Which lines in the data below contain the string "stages"? Show each one.

Start of Material for this task

PR #4615, opened 2023-12-11
feat(webhooks): Hide sensitive headers in custom webhook stages

vjda:
This partially fixes https://github.com/spinnaker/spinnaker/issues/2787

Allow Spinnaker administrators to set up custom headers in preconfigured webhook stages to be hidden in pipeline context and task/stages messages passed through echo service.

This is useful for invoking endpoints that require some headers to authenticate, and we don't want to expose those credentials in the pipeline context to prevent any user with permissions on those pipeline executions from being able to make use of them.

End of Material for this task

• Written reply
feat(webhooks): Hide sensitive headers in custom webhook stages
Allow Spinnaker administrators to set up custom headers in preconfigured webhook stages to be hidden in pipeline context and task/stages messages passed through echo service.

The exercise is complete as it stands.